Manual/Materials
From BlenderWiki
Introduction
Before you can understand how to design effectively with materials, you must understand how simulated light and surfaces interact in Blender's rendering engine and how material settings control those interactions. A deep understanding of the engine will help you to get the most from it. The rendered image you create with Blender is a projection of the scene onto an imaginary surface called the viewing plane. The viewing plane is analogous to the film in a traditional camera, or the rods and cones in the human eye, except that it receives simulated light, not real light. To render an image of a scene we must first determine what light from the scene is arriving at each point on the viewing plane. The best way to answer this question is to follow a straight line (the simulated light ray) backwards through that point on the viewing plane and the focal point (the location of the camera) until it hits a renderable surface in the scene, at which point we can determine what light would strike that point. The surface properties and incident light angle tell us how much of that light would be reflected back along the incident viewing angle (Rendering engine basic principle.).

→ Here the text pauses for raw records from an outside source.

PR #3089, opened 2020-09-19
New rule: ReplaceSafeCallChainWithRun

3flex:
I saw this neat trick while browsing Kotlin compiler source.

Instead of having a long chain of safe calls, when many of those safe calls are redundant (because the type returned by the preceding call is non-nullable), that chain of safe calls can be surrounded with `run {}` and the redundant safe calls can be removed.

This rule only checks from the end of a chain and works backwards, so it won't recommend inserting `run` blocks in the middle of a safe call chain which I think could be very confusing to read, especially since it could mean multiple `run` blocks in a very long chain.

The rule also checks for any opportunity to replace a chain by surrounding with `run`, so any redundant safe calls at the end of a chain will be reported, even if there's only one. I personally think this is fine because it still reduces complexity which I see as being the main benefit of this rule.

I'm interested in feedback on this one!

### DIFF
--- a/detekt-rules-complexity/src/main/kotlin/io/gitlab/arturbosch/detekt/rules/complexity/ReplaceSafeCallChainWithRun.kt
+++ b/detekt-rules-complexity/src/main/kotlin/io/gitlab/arturbosch/detekt/rules/complexity/ReplaceSafeCallChainWithRun.kt
@@ -7,8 +7,6 @@ import io.gitlab.arturbosch.detekt.api.Entity
 import io.gitlab.arturbosch.detekt.api.Issue
 import io.gitlab.arturbosch.detekt.api.Rule
 import io.gitlab.arturbosch.detekt.api.Severity
-import org.jetbrains.kotlin.com.intellij.psi.PsiElement
-import org.jetbrains.kotlin.psi.KtElement
 import org.jetbrains.kotlin.psi.KtSafeQualifiedExpression
 import org.jetbrains.kotlin.resolve.BindingContext
 import org.jetbrains.kotlin.resolve.calls.callUtil.getResolvedCall
@@ -58,22 +56,13 @@ class ReplaceSafeCallChainWithRun(config: Config = Config.empty) : Rule(config) 
 
         var counter = 0
 
-        var check: PsiElement = expression
-
-        while (check.firstChild is KtSafeQualifiedExpression) {
-            if (
-                (expression.firstChild as KtElement)
-                    .getResolvedCall(bindingContext)
-                    ?.resultingDescriptor
-                    ?.returnType
-                    ?.isNullable() == true
-            ) {
-                break
-            }
-
-            check = check.firstChild
+        var receiver = expression.receiverExpression
+        while (receiver is KtSafeQualifiedExpression) {
+            if (receiver.getResolvedCall(bindingContext)?.resultingDescriptor?.returnType?.isNullable() == true) break
             counter++
+            receiver = receiver.receiverExpression
         }
+
         if (counter >= 1) report(
             CodeSmell(issue, Entity.from(expression), issue.description)
         )
--- a/detekt-rules-complexity/src/main/kotlin/io/gitlab/arturbosch/detekt/rules/complexity/ReplaceSafeCallChainWithRun.kt
+++ b/detekt-rules-complexity/src/main/kotlin/io/gitlab/arturbosch/detekt/rules/complexity/ReplaceSafeCallChainWithRun.kt
@@ -18,20 +18,25 @@ import org.jetbrains.kotlin.types.isNullable
  * Chains of safe calls on non-nullable types are redundant and can be removed by enclosing the redundant safe calls in
  * a `run {}` block. This improves code coverage and reduces cyclomatic complexity as redundant null checks are removed.
  *
+ * This rule only checks from the end of a chain and works backwards, so it won't recommend inserting run blocks in the
+ * middle of a safe call chain as that is likely to make the code more difficult to understand.
+ *
+ * The rule will check for every opportunity to replace a safe call when it sits at the end of a chain, even if there's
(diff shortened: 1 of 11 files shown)


BraisGabin (approved):
Wow, neat trick. Those endless safe chains are always a problem for me. They are hard to understand what can really be null. Even for one is worth it. 👏🏻👏🏻 Nice one.

detekt-rules-complexity/src/main/kotlin/io/gitlab/arturbosch/detekt/rules/complexity/ReplaceSafeCallChainWithRun.kt
```diff
@@ -0,0 +1,76 @@
...
+import org.jetbrains.kotlin.psi.KtElement
+import org.jetbrains.kotlin.psi.KtSafeQualifiedExpression
+import org.jetbrains.kotlin.resolve.BindingContext
+import org.jetbrains.kotlin.resolve.calls.callUtil.getResolvedCall
+import org.jetbrains.kotlin.types.isNullable
+
+/**
+ * Chains of safe calls on non-nullable types are redundant and can be removed by enclosing the redundant safe calls in
+ * a `run {}` block. This improves code coverage and reduces cyclomatic complexity as redundant null checks are removed.
+ *
```
schalkms, line 20: Maybe we should add your good detailed facts regarding the implementation also to the description.
It might be helpful to understand why some chains are reported from the user perspective.

```
Instead of having a long chain of safe calls, when many of those safe calls are redundant (because the type returned by the preceding call is non-nullable), that chain of safe calls can be surrounded with run {} and the redundant safe calls can be removed.

This rule only checks from the end of a chain and works backwards, so it won't recommend inserting run blocks in the middle of a safe call chain which I think could be very confusing to read, especially since it could mean multiple run blocks in a very long chain.

The rule also checks for any opportunity to replace a chain by surrounding with run, so any redundant safe calls at the end of a chain will be reported, even if there's only one. I personally think this is fine because it still reduces complexity which I see as being the main benefit of this rule.
```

Two basic types of phenomena take place at any point on a surface when a light ray strikes it: diffusion and specular reflection. Diffusion and specular reflection are distinguished from each other mainly by the relationship between the incident light angle and the reflected light angle. The shading (or coloring) of the object during render will then take into account the base color (as modified by the diffusion and specular reflection phenomenon) and the light intensity
Using the internal raytracer, other (more advanced) phenomena could occur. In raytraced reflections, the point of a surface stroke by a light ray will return the color of its surrounding environment, according to the rate of reflection of the material (mixing the base color and the surrounding environment's) and the viewing angle. On the other hand, in raytraced refractions, the point of a surface stroke by a light ray will return the color of its background environment, according to the rate of transparency (mixing the base color and the background environment's along with its optional filtering value) of the material and the optional index of refraction of the material, which will distort the viewing angle.
Of course, shading of the object hit by a light ray will be about mixing all these phenomena at once during the rendering.